▶ **What to work on**: Reproduce the data word for word, keeping every line complete.
== == ==
PR #250, opened 2016-05-17
Handle multiple image upload

chloepouprom:
When multiple images were uploading at the same time, some would get hidden until upload was successful. Refer to https://trello.com/c/Ouf8Hy8L/3212-web-sdk-when-uploading-multiple-images-at-the-same-time-some-are-hidden-until-upload-is-successful for example.

@lemieux @Mario54 @alavers @liyefei737

### DIFF
--- a/src/js/services/conversation-service.js
+++ b/src/js/services/conversation-service.js
@@ -8,7 +8,6 @@ import { immediateUpdate } from 'services/user-service';
 import { initFaye } from 'utils/faye';
 import { observable } from 'utils/events';
 import { resizeImage, getBlobFromDataUrl, isFileTypeSupported, mergeMessages } from 'utils/media';
-const _ = require('underscore');
 
 export function handleFirstUserMessage(response) {
     const state = store.getState();
--- a/src/js/services/conversation-service.js
+++ b/src/js/services/conversation-service.js
@@ -7,7 +7,7 @@ import { core } from 'services/core';
 import { immediateUpdate } from 'services/user-service';
 import { initFaye } from 'utils/faye';
 import { observable } from 'utils/events';
-import { resizeImage, getBlobFromDataUrl, isFileTypeSupported, mergeMessages } from 'utils/media';
+import { resizeImage, getBlobFromDataUrl, isFileTypeSupported } from 'utils/media';
 
 export function handleFirstUserMessage(response) {
     const state = store.getState();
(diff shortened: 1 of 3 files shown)


src/js/services/conversation-service.js
```diff
@@ -95,7 +96,9 @@ export function uploadImage(file) {
             return core().conversations.uploadImage(user._id, blob, {
                 role: 'appUser'
             }).then((response) => {
-                store.dispatch(setConversation(response.conversation));
+                // Merge messages from response with messages from store state
+                const conversation = mergeMessages(response, store.getState().conversation.messages, message);
```
lemieux: I would move that logic in the reducer. That way it would get executed everytime it gets dispatched,

src/js/utils/media.js
```diff
@@ -1,4 +1,5 @@
 import loadImage from 'lib/load-image';
+const _ = require('underscore');
```
lemieux: Hmm I'm pretty sure we only use underscore in tests but not in the actual lib code. We do it that way to not add a dependency that could be replaced by vanilla js and reduce the bundle size.

src/js/utils/media.js
```diff
@@ -57,3 +58,16 @@ export function resizeImage(file) {
         return canvas.toDataURL('image/jpeg');
     });
 }
+
+export function mergeMessages(response, storeMessages, message) {
```
lemieux: I'd put that directly in the reducer file too since it's really specific to that part of the lib. Also the media utils is more about images :)

src/js/utils/media.js
```diff
@@ -57,3 +58,16 @@ export function resizeImage(file) {
...
+    const responseMessages = response.conversation.messages;
+    const messages = _.filter(
+        _.unique(
```
lemieux: did you experience a case where you had double messages? the server should return message in double

lemieux: Ahhh nevermind, I see what you did there, you need unique because of the union

src/js/services/conversation-service.js
```diff
@@ -7,7 +7,8 @@ import { core } from 'services/core';
 import { immediateUpdate } from 'services/user-service';
 import { initFaye } from 'utils/faye';
 import { observable } from 'utils/events';
-import { resizeImage, getBlobFromDataUrl, isFileTypeSupported } from 'utils/media';
+import { resizeImage, getBlobFromDataUrl, isFileTypeSupported, mergeMessages } from 'utils/media';
+const _ = require('underscore');
```
liyefei737: _ not used in this file? rest 👍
== == ==
▶ **Finished exercise**:
PR #250, opened 2016-05-17
Handle multiple image upload

chloepouprom:
When multiple images were uploading at the same time, some would get hidden until upload was successful. Refer to https://trello.com/c/Ouf8Hy8L/3212-web-sdk-when-uploading-multiple-images-at-the-same-time-some-are-hidden-until-upload-is-successful for example.

@lemieux @Mario54 @alavers @liyefei737

### DIFF
--- a/src/js/services/conversation-service.js
+++ b/src/js/services/conversation-service.js
@@ -8,7 +8,6 @@ import { immediateUpdate } from 'services/user-service';
 import { initFaye } from 'utils/faye';
 import { observable } from 'utils/events';
 import { resizeImage, getBlobFromDataUrl, isFileTypeSupported, mergeMessages } from 'utils/media';
-const _ = require('underscore');
 
 export function handleFirstUserMessage(response) {
     const state = store.getState();
--- a/src/js/services/conversation-service.js
+++ b/src/js/services/conversation-service.js
@@ -7,7 +7,7 @@ import { core } from 'services/core';
 import { immediateUpdate } from 'services/user-service';
 import { initFaye } from 'utils/faye';
 import { observable } from 'utils/events';
-import { resizeImage, getBlobFromDataUrl, isFileTypeSupported, mergeMessages } from 'utils/media';
+import { resizeImage, getBlobFromDataUrl, isFileTypeSupported } from 'utils/media';
 
 export function handleFirstUserMessage(response) {
     const state = store.getState();
(diff shortened: 1 of 3 files shown)


src/js/services/conversation-service.js
```diff
@@ -95,7 +96,9 @@ export function uploadImage(file) {
             return core().conversations.uploadImage(user._id, blob, {
                 role: 'appUser'
             }).then((response) => {
-                store.dispatch(setConversation(response.conversation));
+                // Merge messages from response with messages from store state
+                const conversation = mergeMessages(response, store.getState().conversation.messages, message);
```
lemieux: I would move that logic in the reducer. That way it would get executed everytime it gets dispatched,

src/js/utils/media.js
```diff
@@ -1,4 +1,5 @@
 import loadImage from 'lib/load-image';
+const _ = require('underscore');
```
lemieux: Hmm I'm pretty sure we only use underscore in tests but not in the actual lib code. We do it that way to not add a dependency that could be replaced by vanilla js and reduce the bundle size.

src/js/utils/media.js
```diff
@@ -57,3 +58,16 @@ export function resizeImage(file) {
         return canvas.toDataURL('image/jpeg');
     });
 }
+
+export function mergeMessages(response, storeMessages, message) {
```
lemieux: I'd put that directly in the reducer file too since it's really specific to that part of the lib. Also the media utils is more about images :)

src/js/utils/media.js
```diff
@@ -57,3 +58,16 @@ export function resizeImage(file) {
...
+    const responseMessages = response.conversation.messages;
+    const messages = _.filter(
+        _.unique(
```
lemieux: did you experience a case where you had double messages? the server should return message in double

lemieux: Ahhh nevermind, I see what you did there, you need unique because of the union

src/js/services/conversation-service.js
```diff
@@ -7,7 +7,8 @@ import { core } from 'services/core';
 import { immediateUpdate } from 'services/user-service';
 import { initFaye } from 'utils/faye';
 import { observable } from 'utils/events';
-import { resizeImage, getBlobFromDataUrl, isFileTypeSupported } from 'utils/media';
+import { resizeImage, getBlobFromDataUrl, isFileTypeSupported, mergeMessages } from 'utils/media';
+const _ = require('underscore');
```
liyefei737: _ not used in this file? rest 👍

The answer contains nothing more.